DATA FOR REVIEW –
Issue #334, opened 2021-03-12
rpc api: eth_getBlockByNumber "pending" block handling of nullable fields


meowsbits:
#### System information

OS & Version: Linux
Commit hash : a7e6418fa4b13e7b0b98ef15d4149f41fd1739fe

#### Expected behaviour

I expect the documentation, go-ethereum, and core-geth to align in their
description and implementation of `eth_getBlockByNumber("pending", [true|false])`. 

The ETH docs I'm looking at (and citing) are here: https://eth.wiki/json-rpc/API.
CoreGeth docs are here: https://etclabscore.github.io/core-geth/JSON-RPC-API/modules/eth/#eth_getblockbynumber.

Rel #332 

#### Actual behaviour

Currently I believe there is no complete agreement (neither between docs nor clients). 
I will attempt to describe the divergences.

- `nonce`
  + Should be `null`. This value depends on the PoW solution, which is obviously not yet available.
  + __Docs:__ Should be `NULL`.
  + __core-geth:__ Is omitted. _Incorrect_.
  + __go-ethereum:__ Is `null`. OK.

- `mixHash`
  + Should be `null` or zero-value. This value depends on the PoW solution, which is obviously not yet available.
  + __Docs:__ Missing entirely.
  + __core-geth:__ Zero-value. OK.
  + __go-ethereum:__ Filled. _Incorrect_.

- `number`
  + Should not be `null`. Should be "latest" + 1.
  + __Docs:__ Should be `NULL`. _Incorrect_. 
  + __core-geth:__ Is filled. OK.
  + __go-ethereum:__ Is filled. OK.

- `hash`
  + Should be `null`. Block cannot be hashed until all other fields are finalized.
  + __Docs:__ Should be `NULL`. OK. 
  + __core-geth:__ Is omitted. _Incorrect_.
  + __go-ethereum:__ Is `null`. OK.

- `miner`
  + Should be `null`. Miner is not yet known.
  + __Docs:__ Should be filled. _Incorrect_. 
  + __core-geth:__ Is omitted. _Incorrect_.
  + __go-ethereum:__ Is `null`. OK.

- `totalDifficulty`
[...]

PR #341, opened 2021-03-15
Fix/eth_getBlockByNumber and eth_getUncle... nullable fields

meowsbits:
Rel #334

This is working toward implementing and testing `eth_getBlockByNumber` for `pending` blocks achieving complete parity with ethereum/go-ethereum (... and with reference to the docs, which seem to be occasionally a source of noise rather than truth).

One question remaining concerns the `totalDifficulty` field. Currently (as tested) both core-geth and go-ethereum return `null` for the `pending` block. This field is _not present_ in the docs (cited at above ref'd issue). Logic at the API level determines the existence of this field conditionally on an `inclTxes` boolean. I'm remembering wrangling with this a while ago, but need to do some more digging to get the details again.


meowsbits:
Ref https://github.com/etclabscore/ethereum.go-ethereum/pull/11/files. This branch shows that `ethclient.GetHeader(-1)`, which should return the `pending` block, in fact does not.  This is a bug in the `ethclient` implementation (although with roots potentially at `types.Header` JSON Unmarshal). Note that this branch and the demonstrated bug is at ethereum/go-ethereum. 

Though related, _this_ issue is first concerned with the RPC service (ie server) providing valid information (rather than the Go `ethclient` implementation of a client consuming this data properly).

internal/ethapi/api.go
```diff
@@ -1198,12 +1198,7 @@ func NewRPCMarshalHeaderTFromHeader(header *types.Header) *RPCMarshalHeaderT {
 // rpcMarshalHeaderTSetTotalDifficulty sets the total difficulty field for RPC response headers.
 // If the hash is unavailable (ie in Pending state), the value will be 0.
 func (s *PublicBlockChainAPI) rpcMarshalHeaderTSetTotalDifficulty(ctx context.Context, header *RPCMarshalHeaderT) {
-	hash := header.Hash
-	if hash == nil {
-		c := common.Hash{}
-		hash = &c
-	}
-	header.TotalDifficulty = (*hexutil.Big)(s.b.GetTd(ctx, *hash))
+	header.TotalDifficulty = (*hexutil.Big)(s.b.GetTd(ctx, *header.Hash))
```
meowsbits, line 1201: This now matches the ethereum/go-ethereum implementation.
> https://github.com/ethereum/go-ethereum/blob/master/internal/ethapi/api.go#L1187-L1199

meowsbits:
Re: `totalDifficulty`.
- https://github.com/ethereum/go-ethereum/pull/20460
- https://github.com/ethereum/go-ethereum/issues/19024#issuecomment-505358363

I've set it to behave equivalently with ethereum/go-ethereum. This means that it will be included (potentially `null`... under certain conditions...). This might spin off into it's own issue.

meowsbits:
This commit https://github.com/etclabscore/core-geth/pull/341/commits/67ca5fcf0398beba097b5ba27517d8079ad7ea58 fixes this issue: https://github.com/etclabscore/core-geth/issues/344

meowsbits:
There was a `panic` at the CI. https://travis-ci.org/github/etclabscore/core-geth/jobs/763301644

At first glance it seems unrelated to this change set, but has now happened twice in a row (after 1 re-run). Will look into it tomorrow.

ziogaschr (approved):
LGTM

PR #343, opened 2021-03-17
.github/workflows: fix bash condition syntax for showing git diff

meowsbits:
Fixes 'integer expression expected' error

Date: 2021-03-17 07:14:20-05:00


meowsbits:
Merging as trivial.

PR #345, opened 2021-03-17
Implement stateDiff tracer, compatible with OpenEthereum

ziogaschr:
This PR adds **stateDiff** tracer that is compatible with OpenEthereum.

> **stateDiff State difference**. Provides information detailing all altered portions of the Ethereum state made due to the execution of the transaction.

The **stateDiff** tracer can be used in the following **Ad-hoc Tracing** methods:

- [x] trace_call
- [x] trace_callMany
- [ ] trace_rawTransaction
- [ ] trace_replayBlockTransactions
- [ ] trace_replayTransaction

p.s.: The remaining unchecked **Ad-hoc Tracing** methods will be added in a new PR, and will have stateDiff tracer support out of the box.

### Differences with OpenEthereum

1. SSTORE in some edge cases are being persisted in state but are being removed from stateDiff storage results. (Happens only on 2 transactions on Mordor testnet)
2. When error ErrInsufficientFundsForTransfer happens, OpenEthereum leaves the tracer run producing negative balances, though using safe math for overflows it returns 0 balance, on the other hand the **to** account receives the full amount. Core-geth removes only the gas cost from the **sender** and adds it to the **coinbase** balance.
3. Same as in 2, but on top of that, the **sender** account doesn't have to pay for the gas cost even. In this case, core-geth returns an empty JSON, as in reality this transaction will remain in the tx_pool and never be executed, neither change the state.
4. On OpenEthereum the **block gasLimit** is set to be [`U256::max()`](https://github.com/openethereum/openethereum/blob/main/crates/ethcore/src/client/client.rs#L1857), which leads into problems on contracts using it for pseudo-randomness. On core-geth, we believe that the user utilising the `trace_*` wants to see what will happen in reality, though we leave the block untouched to its true values.
5. When an internal call fails with out of gas, and its state is not being persisted, we don't add it in stateDiff output, as it happens on OpenEthereum.


ziogaschr:
@meowsbits where's the best place to add the **Differences with OpenEthereum** section from the above notes in our docs? Do you remember if we have a way to add them within the generated docs?

eth/api_tracer.go
```diff
@@ -824,16 +914,65 @@ func (api *PrivateDebugAPI) TraceCall(ctx context.Context, args ethapi.CallArgs,
...
 		if err != nil {
 			return nil, err
 		}
 	}
 
 	// Execute the trace
-	msg := args.ToMessage(api.eth.APIBackend.RPCGasCap())
-	vmctx := core.NewEVMContext(msg, header, api.eth.blockchain, nil)
-	return api.traceTx(ctx, msg, vmctx, statedb, config)
+	var results = make([]interface{}, len(txs))
```
ziogaschr, line 924: The below code is exact copy of the one in `TraceCall` which can be decoupled on its own function. I kept it here until we merge from go-ethereum and we take the refactor where they moved the trace stuff into a package.
I will refactor the logic then on a new PR.

ziogaschr: Also the state_diff tests will need this logic. At the moment, we have a 3rd partial copy there.

eth/tracers/internal/tracers/prestate_tracer.js
```diff
@@ -18,7 +18,8 @@
 // the transaction from a custom assembled genesisT block.
 {
 	// prestate is the genesisT that we're building.
-	prestate: null,
+	prestate: {},
```
ziogaschr, line 21: This tracer, is being used to get the prestate for tests to be used as genesis. I changed this as well to utilise the CapturePreEVM as well.

ziogaschr:
Please don't review it. I will refactor it on top of #348 once it's finished.

ethclient/ethclient_test.go
```diff
@@ -809,7 +809,8 @@ var allRPCMethods = []string{
 	"personal_unlockAccount",
 	"personal_unpair",
 	"trace_block",
-	"trace_filter",
```
meowsbits, line 812: Why is `trace_filter` removed?

ziogaschr: Because it is subscription based.

ziogaschr:
We decided to include this in the next release and refactor for #348 after that.

eth/api_tracer_parity.go
```diff
@@ -71,6 +71,21 @@ func setConfigTracerToParity(config *TraceConfig) *TraceConfig {
 	return config
 }
 
+func enchanceParityOutput(res interface{}, config *TraceConfig) interface{} {
```
meowsbits: Typo here `s/enchance/enhance`. Maybe `decorateParityOutput` instead?

eth/api_tracer_parity.go
```diff
@@ -71,6 +71,21 @@ func setConfigTracerToParity(config *TraceConfig) *TraceConfig {
...
+	if config.ParityCompatibleOutput {
```
meowsbits: For this logic, I would recommend moving this condition out of the function (eg. to line 252). 

```
if shouldDecorate {
    decorate()
}
```

vs. 

```
decorate() {
    if !shouldDecorate {
        return
    }
}

File: eth/api_tracer.go [hunk 6]
```diff
@@ -60,9 +60,10 @@ const (
 // TraceConfig holds extra parameters to trace functions.
 type TraceConfig struct {
 	*vm.LogConfig
-	Tracer  *string
-	Timeout *string
-	Reexec  *uint64
+	Tracer                 *string
+	Timeout                *string
+	Reexec                 *uint64
+	ParityCompatibleOutput bool
```
meowsbits: Does `TraceConfig` have custom JSON Un/Marshal methods? Where/how are these fields configured? (Forgive my naivete... :blush: )

ziogaschr: No, it doesn't. It just uses the default field names as the name. They just fallback to the default value for the type at the moment, or if no key is set, then the whole config is nil.

I was thinking to make this explicit when I joined ETC and started working on Tracers, but left it like this to not trigger any future conflicts with go-ethereum.

ziogaschr: Related, here I initiate it using the default if needed. https://github.com/etclabscore/core-geth/blob/feat/trace-state-diff/eth/api_tracer_parity.go#L66

eth/api_tracer_parity.go
ziogaschr: Thanks man, handled at 3582231. You triggered me to add support for all available JS tracers as well. 👍

eth/tracers/tracer.go
```diff
@@ -561,6 +568,25 @@ func wrapError(context string, err error) error {
 	return fmt.Errorf("%v    in server-side tracer function '%v'", err, context)
 }
 
+func (jst *Tracer) CapturePreEVM(env *vm.EVM, inputs map[string]interface{}) error {
```
meowsbits, line 573: Other tracer `Capture` methods are defined as interface methods in core/vm/logger.go's `Tracer` type. This interface is implemented by `JSONLogger`, `StructLogger`, and `Tracer`. Should `CapturePreEVM` be likewise defined in that interface? Why or why not?

docs/JSON-RPC-API/trace-module-overview.md
```diff
@@ -0,0 +1,53 @@
...
+These APIs allow you to get a full externality trace on any transaction executed throughout the blockchain.
+
+- [x] trace_block
+- [x] trace_transaction
+- [x] trace_filter (doesn't support address filtering yet)
+- [ ] trace_get
+
+### Available tracers
+
+- `callTracerParity` Transaction trace.
```
meowsbits:
```suggestion
- `callTracerParity` Transaction trace returning a response equivalent to OpenEthereum's (aka Parity) response schema. For documentation on this response value see _______.
```

docs/JSON-RPC-API/trace-module-overview.md
```diff
@@ -0,0 +1,53 @@
+# "trace" Module Overview
+
+The trace module is for getting a deeper insight into transaction processing. It includes two sets of calls; the transaction trace filtering API and the ad-hoc tracing API. You can find the documentation for the supported methods [here](/JSON-RPC-API/modules/trace/).
```
meowsbits, line 3: Some context here regarding the relationship of methods in `trace_` which may be similar to ones in `debug_` would, I think, be helpful.

docs/JSON-RPC-API/trace-module-overview.md
```diff
@@ -0,0 +1,53 @@
...
+        "tracer": "stateDiffTracer",
+        "timeout: "10s",
+        "reexec: "10000",               // number of block to reexec back for calculating state
+        "parityCompatibleOutput": true  // for Ad-hoc Tracing only in order the response is nested as in OpenEthereum output
+    }
+    ```
+
+## "stateDiff" tracer differences with OpenEthereum
+
+1. **SSTORE** in some edge cases persists data in state but are not being returned on stateDiff storage results on OpenEthereum output. *(Happens only on 2 transactions on Mordor testnet)*.
```
meowsbits: Citations of canonical chain data should probably include state information, like _as of block 1,500,214_.

core/vm/interpreter.go
```diff
@@ -254,8 +254,7 @@ func (in *EVMInterpreter) Run(contract *Contract, input []byte, readOnly bool) (
 		// consume the gas and return an error if not enough gas is available.
 		// cost is explicitly set so that the capture state defer method can get the proper cost
 		if operation.dynamicGas != nil {
-			var dynamicCost uint64
-			dynamicCost, err = operation.dynamicGas(in.evm, contract, stack, mem, memorySize)
+			dynamicCost, err := operation.dynamicGas(in.evm, contract, stack, mem, memorySize)
```
meowsbits: This will assign two new variables instead of only one (reassigning the return value `err`). Is this just a pretty-fication change?

eth/api_tracer.go
meowsbits: Got it. For ease of reference

```go
// setConfigTracerToParity forces the Tracer to the Parity one
func setConfigTracerToParity(config *TraceConfig) *TraceConfig {
	if config == nil {
		config = &TraceConfig{}
	}

	if config.Tracer == nil {
		tracer := "callTracerParity"
		config.Tracer = &tracer
	}

	return config
}
```

Used as 

```go
// Block returns the structured logs created during the execution of
// EVM and returns them as a JSON object.
// The correct name will be TraceBlockByNumber, though we want to be compatible with Parity trace module.
func (api *PrivateTraceAPI) Block(ctx context.Context, number rpc.BlockNumber, config *TraceConfig) ([]interface{}, error) {
	// Fetch the block that we want to trace
	var block *types.Block

	switch number {
	case rpc.PendingBlockNumber:
		block = api.eth.miner.PendingBlock()
	case rpc.LatestBlockNumber:
		block = api.eth.blockchain.CurrentBlock()
	default:
		block = api.eth.blockchain.GetBlockByNumber(uint64(number))
	}
	// Trace the block if it was found
	if block == nil {
		return nil, fmt.Errorf("block #%d not found", number)
	}

	config = setConfigTracerToParity(config)

	traceResults, err := traceBlockByNumber(ctx, api.eth, number, config)
	if err != nil {
		return nil, err
	}
```

In this case it seems to me like the `setConfigTracerToParity` is actually _defaulting_ the config to Parity in case the value is nil (as opposed to `forces the Tracer to the Parity one`), or? Maybe just a rename for that function?

meowsbits: I'm curious about the JSON field encoding here. Normally JSON fields for exported methods will use capitalized field names;

```go
//cat main.go
package main

import (
        "encoding/json"
        "fmt"
)

type MyStruct struct {
        Reexec             *string
        ParityCompatOutput bool
}

func main() {
        ex := &MyStruct{}

        b, _ := json.MarshalIndent(ex, "", "    ")
        fmt.Println(string(b))
}
```

```sh
go run main.go
{
    "Reexec": null,
    "ParityCompatOutput": false
}
```

And in the internal/web3ext.go it doesn't look like this arg is getting a custom formatter. (~~Also, should `callMany` have same formatters as `call`?~~ No, because args are different; callMany uses an array of CallArgs. Should this have its own formatter?).  

```js
		new web3._extend.Method({
			name: 'call',
			call: 'trace_call',
			params: 3,
			inputFormatter: [web3._extend.formatters.inputCallFormatter, null, null]
		}),
		new web3._extend.Method({
			name: 'callMany',
			call: 'trace_callMany',
			params: 3,
			inputFormatter: [null, null, null]
		}),
```

eth/api_tracer.go
```diff
@@ -140,7 +142,7 @@ func (api *PrivateDebugAPI) TraceChain(ctx context.Context, start, end rpc.Block
 // traceChain configures a new tracer according to the provided configuration, and
 // executes all the transactions contained within. The return value will be one item
 // per transaction, dependent on the requested tracer.
-func (api *PrivateDebugAPI) traceChain(ctx context.Context, start, end *types.Block, config *TraceConfig) (*rpc.Subscription, error) {
+func traceChain(ctx context.Context, eth *Ethereum, start, end *types.Block, config *TraceConfig) (*rpc.Subscription, error) {
```
meowsbits, line 145: What do you think about adding some commentary (maybe even package- or file-level) that would explain this extracted method and signature change. Future merges and and conflict-resolving humans :wink: will probably come across this more than once, and I would be nice to be able to get a little refresher on the reasoning and design behind it.

eth/api_tracer_parity.go
```diff
@@ -56,11 +66,30 @@ func setConfigTracerToParity(config *TraceConfig) *TraceConfig {
 		config = &TraceConfig{}
 	}
 
-	tracer := "callTracerParity"
-	config.Tracer = &tracer
+	if config.Tracer == nil {
```
meowsbits, line 69: Rel my other comment at https://github.com/etclabscore/core-geth/pull/345#discussion_r604327234

eth/api_tracer_parity.go
```diff
@@ -56,11 +66,30 @@ func setConfigTracerToParity(config *TraceConfig) *TraceConfig {
...
+		tracer := "callTracerParity"
+		config.Tracer = &tracer
+	}
+
 	return config
 }
 
+func decorateParityOutput(res interface{}, config *TraceConfig) interface{} {
```
meowsbits:
```suggestion
// decorateParityOutput formats trace results the way Parity does.
// Docs: https://openethereum.github.io/JSONRPC-trace-module
// Example:
/*
{
  "id": 1,
  "jsonrpc": "2.0",
  "result": {
    "output": "0x",
    "stateDiff": null,
    "trace": [{
      "action": { ... },
      "result": {
        "gasUsed": "0x0",
        "output": "0x"
      },
      "subtraces": 0,
      "traceAddress": [],
      "type": "call"
    }],
    "vmTrace": null
  }
}
/*
func decorateParityOutput(res interface{}, config *TraceConfig) interface{} {
```

eth/tracers/tracer.go
```diff
@@ -238,6 +238,13 @@ func (dw *dbWrapper) pushObject(vm *duktape.Context) {
 		return 1
 	})
 	vm.PutPropString(obj, "exists")
+
+	// Push the wrapper for statedb.Empty
+	vm.PushGoFunction(func(ctx *duktape.Context) int {
+		ctx.PushBoolean(dw.db.Empty(common.BytesToAddress(popSlice(ctx))))
+		return 1
+	})
+	vm.PutPropString(obj, "isEmpty")
```
meowsbits: I think `isEmpty` is a better name, but it looks like other wrapper use the snakeCased method name verbatim. Worth changing to `"empty"` just to adhere to the pattern? At most this is a nitpick...

internal/web3ext/web3ext.go
```diff
@@ -796,6 +796,18 @@ web3._extend({
...
+			name: 'call',
+			call: 'trace_call',
+			params: 3,
+			inputFormatter: [web3._extend.formatters.inputCallFormatter, null, null]
+		}),
+		new web3._extend.Method({
+			name: 'callMany',
+			call: 'trace_callMany',
+			params: 3,
+			inputFormatter: [null, null, null]
```
meowsbits: `callMany` uses an array of CallArgs. Should this have its own formatter?  Rel https://github.com/etclabscore/core-geth/pull/345#discussion_r604330305

eth/api_tracer_parity.go
meowsbits: Added another touch to it - https://github.com/etclabscore/core-geth/pull/345/commits/a5d00e081c2427a26778bd7f66789da6bab8ce6a

Per the commit message, up for your review too

ziogaschr: @meowsbits I am fine with keeping the a5d00e08, though I left it as it was as I am afraid of future dev mistakes that can lead to a bug by not changing the if condition in all places. Reason is that this exact call/check will be called from 5 (and maybe even 8) different places/functions once all the trace methods are being supported.

Thinking it twice and based on where you placed the check now, by doing a slight modification on `setConfigTracerToParity` we can change the condition to be `if config.ParityCompatibleOutput {` which makes much more sense then and it's harder to break the logic on future. Will check if it makes sense.

eth/api_tracer.go
ziogaschr: > In this case it seems to me like the setConfigTracerToParity is actually defaulting the config to Parity in case the value is nil (as opposed to forces the Tracer to the Parity one), or? Maybe just a rename for that function?

Good catch. It's a comment issue. It has been left off, from the initial tracing work. Will be updated.

> I'm curious about the JSON field encoding here. Normally JSON fields for exported methods will use capitalised field names;

True. Currently this is only used to Unmarshal JSON and the default parser handles `camelCase` as well. I followed go-ethereum practice without paying much attention to this one and you are right that this can create issues later on.
Do you think it's good to handle this now? and if yes, shall we do this in this or another PR?

> And in the internal/web3ext.go it doesn't look like this arg is getting a custom formatter. (Also, should callMany have same formatters as call? No, because args are different; callMany uses an array of CallArgs. Should this have its own formatter?).

Yes, this is a great idea. Though we have to check out how the `internal/jsre/deps/web3.js` is being packaged externally, and if such change will be easy to maintain (conflicts resolution) later on.
@meowsbits idea to see if we can extend this functionality in `web3ext.go` is great. I will examine this, as I have some concerns with regards the custom function context.

eth/tracers/tracer.go
ziogaschr: Initially, I left it out of the interface as it will only be used for the JS tracers and not the rest.
On the other hand is a good addition, and later on rest tracers might have some benefits using it.
So bbc4a7b adds `CapturePreEVM` in the interface, to make everything cleaner.

Thanks @meowsbits.

core/vm/interpreter.go
ziogaschr: Reverted 53eaf17. Great catch, as it will trigger issues.

eth/api_tracer.go
ziogaschr: No need to do this now, as very soon, after the #348 merge, this separation will be removed.  🎉

eth/tracers/tracer.go
ziogaschr: No strong preference. `isEmpty` feels to better serve its purpose. Changed to `empty` at 16fb0ec.

docs/JSON-RPC-API/trace-module-overview.md
ziogaschr: Done at 2e486f6

docs/JSON-RPC-API/trace-module-overview.md
ziogaschr: Done at 2e486f6

docs/JSON-RPC-API/trace-module-overview.md
ziogaschr: Done at 2e486f6

internal/web3ext/web3ext.go
ziogaschr: Resolved with e0b8ae0

eth/api_tracer_parity.go
ziogaschr: Resolved with 84bf302

eth/api_tracer.go
ziogaschr: Resolved by e0b8ae0 and 84bf302.

eth/api_tracer_parity.go
ziogaschr: Resolved by 84bf302

ziogaschr:
@meowsbits I handled all your comments. Please have a look at them and re-review. Let me know if you find anything else as based on your comments we did some good hardening.

eth/api_tracer_parity.go
```diff
@@ -74,11 +74,34 @@ func setConfigTracerToParity(config *TraceConfig) *TraceConfig {
 	return config
 }
 
-func decorateParityOutput(res interface{}, config *TraceConfig) interface{} {
+// decorateResponse applies formatting to trace results if needed.
+func decorateResponse(res interface{}, config *TraceConfig) (interface{}, error) {
```
meowsbits, line 78: :+1:

eth/api_tracer.go
meowsbits: Nicely done with https://github.com/etclabscore/core-geth/pull/345/commits/e0b8ae0ce39231bf76229dbbf5142aa496bdd139!

meowsbits: > I followed go-ethereum practice without paying much attention to this one and you are right that this can create issues later on. Do you think it's good to handle this now? and if yes, shall we do this in this or another PR?

Understood. As long as there are tests ensuring that all the fields of the Config get decoded as expected, then I think it's fine as-is.

ethclient/ethclient_test.go
meowsbits: I'm pretty sure there's a way to keep this in the docs/OpenRPC generation. 

`eth_subscribe` establishes subscriptions with a different signature pattern (eg. `eth_subscribe ["newHeads"]` -> `(*api.Eth) SubscribeNewHeads(...) (rpc.Subscription, error)`.
So if this convoluted pattern can do it, then `trace_filter` must be able to too :wink:. 

It might require some noodling in node/openrpc.go.

eth/tracers/internal/tracers/prestate_tracer.js
```diff
@@ -70,13 +74,12 @@
...
-		if (this.prestate === null){
-			this.prestate = {};
-			// Balance will potentially be wrong here, since this will include the value
-			// sent along with the message. We fix that in 'result()'.
+		if (!this.hasStepInited) {
+			this.hasStepInited = true;
+
 			this.lookupAccount(log.contract.getAddress(), db);
 		}
+
```
meowsbits, line 82: Man this is a lot tidier. Well done!

eth/tracers/testdata/state_diff_tracer_big_slow.json
```diff
@@ -0,0 +1,100 @@
...
+    "timestamp": "1577401639",
+    "alloc": {
+      "0x877bd459c9b7d8576b44e59e09d076c25946f443": {
+        "balance": "0x17b561689d13557dfc3d",
+        "nonce": "7653",
+        "code": "0x",
+        "storage": {}
+      }
+    },
+    "config": {
```
meowsbits, line 22: A note that using the Mordor config (both configuration format and configuration itself) for test cases limits their applicability to just core-geth; ethereumgo-ethereum won't be able to run these. 

Is it possible to use `&goethereum.ChainConfig` schemas here so they could be more easily shared upstream? And to use an arbitrary chain configuration/genesis that ethereum/go-ethereum would be able to support?

eth/tracers/tracers_test.go
```diff
@@ -473,3 +474,161 @@ func BenchmarkCallTracerParity(b *testing.B) {
...
+	// as the Transaction is being run on top of the block transactions,
+	// which might lead into ErrInsufficientFundsForTransfer error
+	canTransfer := func(db vm.StateDB, sender common.Address, amount *big.Int) bool {
+		if msg.From() == sender {
+			return true
+		}
+		return core.CanTransfer(db, sender, amount)
+	}
+
+	// If the actual transaction would fail, then their is no reason to actually transfer any balance at all
```
meowsbits:
```suggestion
	// If the actual transaction would fail, then there is no reason to actually transfer any balance at all
```

eth/tracers/tracers_test.go
```diff
@@ -473,3 +474,161 @@ func BenchmarkCallTracerParity(b *testing.B) {
...
+		Coinbase:    test.Context.Miner,
+		BlockNumber: new(big.Int).SetUint64(uint64(test.Context.Number)),
+		Time:        new(big.Int).SetUint64(uint64(test.Context.Time)),
+		Difficulty:  (*big.Int)(test.Context.Difficulty),
+		GasLimit:    uint64(test.Context.GasLimit),
+		GasPrice:    msg.GasPrice(),
+	}
+	_, statedb := tests.MakePreState(rawdb.NewMemoryDatabase(), test.Genesis.Alloc, false)
+
+	// Store the truth on wether from acount has enough balance for context usage
```
meowsbits:
```suggestion
	// Store the truth on whether from account has enough balance for context usage
```

ethclient/ethclient_test.go
ziogaschr: That's great. I will have a look at it. 
Do you think it worths handling this in a next PR, so as we merge this one? As we have to add the remaining bits for `trace_fitler` as well in a next PR.

eth/api_tracer.go
```diff
@@ -802,19 +811,100 @@ func (api *PrivateDebugAPI) TraceTransaction(ctx context.Context, hash common.Ha
...
+		}
+		if block == nil {
+			return nil, fmt.Errorf("block %v not found: %v", blockNrOrHash, err)
+		}
+		// try to recompute the state
+		reexec := defaultTraceReexec
+		if config != nil && config.Reexec != nil {
+			reexec = *config.Reexec
+		}
+		_, _, statedb, err = computeTxEnv(eth, block, len(block.Transactions())-1, reexec)
```
meowsbits, line 837: IIRC, this `len(block.txs)-1` (vs. `0`) was related to a bug found at ethereum/go-ethereum w/r/t the computed env, or? Just out of curiousity, did report that or they get it fixed?

eth/tracers/testdata/state_diff_tracer_big_slow.json
ziogaschr: Great point. Will have a look at this together with the rest stuff discussed yesterday. 
I believe this fits nicely on a new PR and doesn't worth blocking this PR at the moment. 
I agree, that it has to be done, before making an upstream PR.

eth/tracers/internal/tracers/state_diff_tracer.js
```diff
@@ -0,0 +1,537 @@
...
+				continue;
+			}
+		}
+	},
+
+	// includeOpError checks for specific VM OP errors
+	includeOpError: function(err) {
+		return err
+			&& err.indexOf('contract address collision') > -1;
+			// && (err.indexOf('insufficient balance for transfer') > -1
```
meowsbits: Dead code or developer clue?

eth/api_tracer.go
ziogaschr: Yes, that's indeed a bug that we handled here. From what I recall they handled this fine in the trace package refactor, but I will have to check for sure.

It's on my list of things to refer/PR upstream.

eth/tracers/internal/tracers/state_diff_tracer.js
```diff
@@ -0,0 +1,537 @@
...
+			fromAcc._error = false;
+
+			// don't update from state anymore, as we applied our customs calcs
+			fromAcc._final = true;
+		}
+
+		if (this.stateDiff[toAccountHex] !== undefined) {
+			var toAcc = this.stateDiff[toAccountHex];
+
+			// TODO: check if it needs to be added back
```
meowsbits: :tomato: A real pending TODO or DONE?

eth/tracers/internal/tracers/state_diff_tracer.js
ziogaschr: It's a developer clue on a flow I found on OE code, but I am not sure if reachable on state_diff and I couldn't find a use case or proof that it is needed.

I will remove it as it doesn't look good. Either way, I have some notes in my agenda with regards such things.

eth/tracers/internal/tracers/state_diff_tracer.js
ziogaschr: Leftover. Has been tested and it can be removed

ziogaschr: Resolved by 523cafe

eth/tracers/internal/tracers/state_diff_tracer.js
ziogaschr: Resolved by f553df4

eth/tracers/testdata/state_diff_tracer_big_slow.json
meowsbits: SGTM!

meowsbits (approved):
Awesome work.

iquidus (approved):

eth/api_tracer.go
ziogaschr: @meowsbits this has been resolved upstream.

ethclient/ethclient_test.go
ziogaschr: @meowsbits can you please let me know if this is what you had in mind? #345

eth/tracers/testdata/state_diff_tracer_big_slow.json
ziogaschr: Resolved by https://github.com/etclabscore/core-geth/pull/355/commits/208da5589f626f9200ec11f557b373dfc5645e40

PROBLEM STATEMENT –
Go to the line in the material above that contains "showing git diff" and copy exactly from there through the line that contains "- [ ] trace_rawTransaction", stopping after it.

TASK RESULT –
.github/workflows: fix bash condition syntax for showing git diff

meowsbits:
Fixes 'integer expression expected' error

Date: 2021-03-17 07:14:20-05:00


meowsbits:
Merging as trivial.

PR #345, opened 2021-03-17
Implement stateDiff tracer, compatible with OpenEthereum

ziogaschr:
This PR adds **stateDiff** tracer that is compatible with OpenEthereum.

> **stateDiff State difference**. Provides information detailing all altered portions of the Ethereum state made due to the execution of the transaction.

The **stateDiff** tracer can be used in the following **Ad-hoc Tracing** methods:

- [x] trace_call
- [x] trace_callMany
- [ ] trace_rawTransaction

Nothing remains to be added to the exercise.